■ Exercise description: Every record must be copied exactly, from first line to last.

■ Data for processing:
<<<<

PR #196, opened 2018-01-18
Use currency prop in all relevant queries

jaroslav-kubicek:
Uses `currency` prop passed to `HotelsStandalonePackage` to show prices in that specific currency.

---


app/hotels/src/navigation/AllHotelsNavigationScreen.js
```diff
@@ -75,18 +76,32 @@ class AllHotelsNavigationScreen extends React.Component<Props> {
...
+    const {
+      search,
+      location,
+      filter,
+      onSearchChange,
+      onFilterChange,
+      onLocationChange,
+      onCityIdChange,
+      currency,
+    } = this.props;
```
mrtnzlml: These mega long destructors are ridiculous - I don't see the point.

PR #243, opened 2018-02-08
Set max dates for date pickers

### LINKED ISSUE #237: Hotels: server error while trying to search hotels far in the future
Steps to reproduce:

- go to hotels search
- change checkout date to something like 2022
- select date

Server returns "server error". Why? Also, I checked CloudWatch and it seems like our client is not sending correct date (year) to the server/Booking.com.

tbergq:
closes #237

### DIFF
--- a/app/hotels/src/allHotels/searchForm/DateInput.js
+++ b/app/hotels/src/allHotels/searchForm/DateInput.js
@@ -94,11 +94,18 @@ export default class DateInput extends React.Component<Props> {
 
     return (
       <View style={styles.container}>
+        {/* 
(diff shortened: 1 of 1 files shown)


mrtnzlml:
@tbergq I am really starting to be scared of `moment` everywhere. Should we wrap it into our object so we can tweak the implementation if needed? For example, we have date formatting in so many places - should be in one class IMHO so we can adjust it according to selected user interface language (so many use-cases like this)...

tbergq:
Yes, I think that makes sense.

>>>>

■ Response area:
PR #196, opened 2018-01-18
Use currency prop in all relevant queries

jaroslav-kubicek:
Uses `currency` prop passed to `HotelsStandalonePackage` to show prices in that specific currency.

---


app/hotels/src/navigation/AllHotelsNavigationScreen.js
```diff
@@ -75,18 +76,32 @@ class AllHotelsNavigationScreen extends React.Component<Props> {
...
+    const {
+      search,
+      location,
+      filter,
+      onSearchChange,
+      onFilterChange,
+      onLocationChange,
+      onCityIdChange,
+      currency,
+    } = this.props;
```
mrtnzlml: These mega long destructors are ridiculous - I don't see the point.

PR #243, opened 2018-02-08
Set max dates for date pickers

### LINKED ISSUE #237: Hotels: server error while trying to search hotels far in the future
Steps to reproduce:

- go to hotels search
- change checkout date to something like 2022
- select date

Server returns "server error". Why? Also, I checked CloudWatch and it seems like our client is not sending correct date (year) to the server/Booking.com.

tbergq:
closes #237

### DIFF
--- a/app/hotels/src/allHotels/searchForm/DateInput.js
+++ b/app/hotels/src/allHotels/searchForm/DateInput.js
@@ -94,11 +94,18 @@ export default class DateInput extends React.Component<Props> {
 
     return (
       <View style={styles.container}>
+        {/* 
(diff shortened: 1 of 1 files shown)


mrtnzlml:
@tbergq I am really starting to be scared of `moment` everywhere. Should we wrap it into our object so we can tweak the implementation if needed? For example, we have date formatting in so many places - should be in one class IMHO so we can adjust it according to selected user interface language (so many use-cases like this)...

tbergq:
Yes, I think that makes sense.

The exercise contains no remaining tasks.